# Been enrolled in Web designing contest, need help



## thewisecrab (Aug 29, 2008)

As the title reads
I've been enrolled in a web designing contest (being the most computer-centric person among the class) 
The rules are:
1)Make a site using any FOSS or Script it on your own (CSS.XHTML,etc)
  Topic will be given on the spot
2)Upload it onto a free web host with domain
3)Should be functional in 4 hours

Now the problem is:
1) I know basic HTML, nothing else. What more should i learn?
    ( The contest is in 20 days)
2) Does Wordpress fit the bill?

I'm banking on Q1 as the FOSS that I found are relatively weak (Kompozer,Scribus,etc)
Also, WP being a heavy internet based app will be handicapped in the dialup internet they'll be providing
What should I do?
I know the timeframe is small, but any help would be appreciated


----------



## victor_rambo (Aug 29, 2008)

Wordpress won't be heavy for dialup if you optimize it. You can easily have a static page as your home page and some another page for posts. Also, instead of showing 10 posts per page, you can reduce it to 1 so that pages will load faster when compared.
Ofcourse WP has fabulous themes! So go ahead with wordpress

Also, since they have given you the option to write the scripts on your own, if you know PHP-MySQL, XHTML and CSS, you can write a basic engine in 2 days! I think they will prefer hand made scripts instead of ready made.

Also give some info about your competition. How e-literate they are?


----------



## thewisecrab (Aug 29, 2008)

Not much from what I can fathom (and by what my seniors tell me)
But they can make out ready-made from hand written 
Also the circular categorically states that NO paid software can be used
This rules out Publisher and Dreamweaver.
Also, the site (the pages including the home page with images) should NOT excede 4 mb
This means the scripts cannot be more than 4 mb ikn size, not the size of the site on the host.
I'm keen to use WP, but I think it'll be pretty slow to customize on dial-up
So I'm looking for any language help possible 
(WP workarounds,if any, are appreciated )


----------



## victor_rambo (Aug 29, 2008)

ok,so u mean that individual scripts cannot be graeter than 4 MB? but all scripts taken together can be greater than 4 MB?


----------



## thewisecrab (Aug 29, 2008)

no no
the site folder containing all site scripts and images should not exceed 4mb
is it too little?
and
i do know basic html
what other langs can i learn in 15 days?


----------



## victor_rambo (Aug 29, 2008)

4 MB is too little for wordpress 

Also, have they allowed you to use databases?


----------



## thewisecrab (Aug 30, 2008)

I have no idea about that (databases on websites, I heard this for the first time)
Forget wordpress then
What languages should I learn in the next 15 days?
CSS, XHTML, etc.?
which one should I learn for making really good and presentable websites?
Again I'm saying that I have knowledge of HTML


----------



## victor_rambo (Aug 30, 2008)

Learn XHTML markup(HTML with minor modifications and defined standards, easy since u know HTML)and CSS.

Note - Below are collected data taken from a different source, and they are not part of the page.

PR #87, opened 2023-05-09
Report the type of change observed in FileWatcher

### LINKED ISSUE #53: Make `FileWatcher` return the type of change observed

daniel-zullo-frequenz:
Previously, the FileWatcher only provided information on the path of the changed file, without indicating whether the change was a creation, modification, or deletion. This commit improves the functionality of the FileWatcher by adding the ability to report the type of change observed. This additional information can be useful when tracking changes to files and understanding the context of the change.

Fixes #53

### DIFF
--- a/RELEASE_NOTES.md
+++ b/RELEASE_NOTES.md
@@ -53,11 +53,18 @@ This release adds support to pass `None` values via channels and revamps the `Ti
 
   Therefore, you should now check a file receiving an event really exist before trying to operate on it.
 
+* `FileWatcher` reports the type of event observed in addition to the file path.
+
+  Previously, only the file path was reported. With this update, users can now determine if a file change is a creation, modification, or deletion.
+  Note that this change may require updates to your existing code that relies on `FileWatcher` as the new interface returns a `FileWatcher.Event` instead of just the file path.
+
 ## New Features
 
 * `util.Timer` was replaced by a more generic implementation that allows for customizable policies to handle missed ticks.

Then download a open source template from *www.oswd.org and modify it


----------



## thewisecrab (Aug 30, 2008)

Got it 
Should w3 consortium do the trick for XHTML, CSS?
And will i be able to finish the language on time????
(difficult to answer, I know, but an estimate would help    )


----------



## victor_rambo (Aug 30, 2008)

As you said you know HTML, learning XHTML will be a piece of cake for you. Don' spend more than 15-30 mins on learning rules of XHTML. There are very few btw! And do get your code validated.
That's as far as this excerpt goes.